Question

The normal to the curve y = x^2+3x+1 at the point (-1,1) cuts the curve again at Q. Find the coordinates of Q.

I think the question is flawed, or I am really retarded...

Answer 1

find the normal first

Answer 2

Its 1 right?

Answer 3

you have a typo in the quesiton i think. the point should be (-1, -1) i think

Answer 4

After m1m2 = -1, where m1=-1

Answer 5

the given point wont even exist on the given curve :o

Answer 6

I knew it! This is a question my teacher gave, I knew it was wrong

Answer 7

good :)
may be solve it for (-1, -1) and tell her the typo...

Answer 8

Thankyou so much sir!
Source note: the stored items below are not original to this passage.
PR #380, opened 2025-09-05
chore(framework): standarize import aliases

ajaskolski:
Cleaning import aliases.

- Removes underscores and framework prefixes within framework code.
- Rule of thumb use max 2 words phrases for imports to be readable.
- Shorten import aliases names where valid.
- For conflicting names for imports you can add `f` as prefix to mitigate issue or just use two words from package path, whatever makes more sense.

### DIFF
--- a/chain/evm/evm_chain.go
+++ b/chain/evm/evm_chain.go
@@ -10,7 +10,7 @@ import (
 	"github.com/zksync-sdk/zksync2-go/accounts"
 	"github.com/zksync-sdk/zksync2-go/clients"
 
-	chain_common "github.com/smartcontractkit/chainlink-deployments-framework/chain/internal/common"
+	chaincommon "github.com/smartcontractkit/chainlink-deployments-framework/chain/internal/common"
 )
 
 // ConfirmFunc is a function that takes a transaction, waits for the transaction to be confirmed,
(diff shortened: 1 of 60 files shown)


chain/evm/evm_chain.go
```diff
@@ -10,7 +10,7 @@ import (
 	"github.com/zksync-sdk/zksync2-go/accounts"
 	"github.com/zksync-sdk/zksync2-go/clients"
 
-	chain_common "github.com/smartcontractkit/chainlink-deployments-framework/chain/internal/common"
+	chaincommon "github.com/smartcontractkit/chainlink-deployments-framework/chain/internal/common"
```
DimitriosNaikopoulos, line 13: Should this be just `common`?

chain/sui/provider/rpc_provider.go
```diff
@@ -5,9 +5,9 @@ import (
 	"errors"
 	"fmt"
 
-	sui_sdk "github.com/block-vision/sui-go-sdk/sui"
+	suisdk "github.com/block-vision/sui-go-sdk/sui"
```
DimitriosNaikopoulos, line 8: Should this be `sui`?

chain/tron/tron_chain.go
```diff
@@ -9,11 +9,11 @@ import (
 	"github.com/fbsobreira/gotron-sdk/pkg/http/soliditynode"
 	"github.com/smartcontractkit/chainlink-tron/relayer/sdk"
 
-	cld_common "github.com/smartcontractkit/chainlink-deployments-framework/chain/internal/common"
+	chaincommon "github.com/smartcontractkit/chainlink-deployments-framework/chain/internal/common"
```
DimitriosNaikopoulos, line 12: Should this be `common`? (same as above)

DimitriosNaikopoulos (commented):
Couple of questions about adding path prefixes to some imported pkgs

chain/tron/tron_chain.go
ajaskolski: same as first comment there

DimitriosNaikopoulos (approved):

Much appreciated!

Answer 9

np :)
yes the slope of tangent at (-1, -1) is 1
so the normal of slope wud be -1

Answer 10

*slope of normal wud be -1

Answer 11

Yep thats true :)

Answer 12

write out the equation of normal and solve it wid the curve

Answer 13

Thankyou so much!

Answer 14

yw :)

Answer 15

Hey Ganesha, once we get the normal how do we solve it with the curve?

Answer 16

you got the normal curve :-
line thru point (-1, -1) wid a slope of -1

y+1 = -1(x+1) ------------------------------(1)

right ?

Answer 17

Yes, and I eventually got 0 = - x - y - 2
What do i do next?

Answer 18

your equation is,

y = x^2+3x+1 -------------------(2)

Answer 19

solve (1) and (2)

that gives u the intersection points of normal and given curve

Answer 20

But for (2) do i use the dy/dx of it or just that equation?

Answer 21

just the equation,
cuz you want to find intersection between curve and normal

Answer 22

Ok, but how do I find the intersection when one equation has power and one doesnt?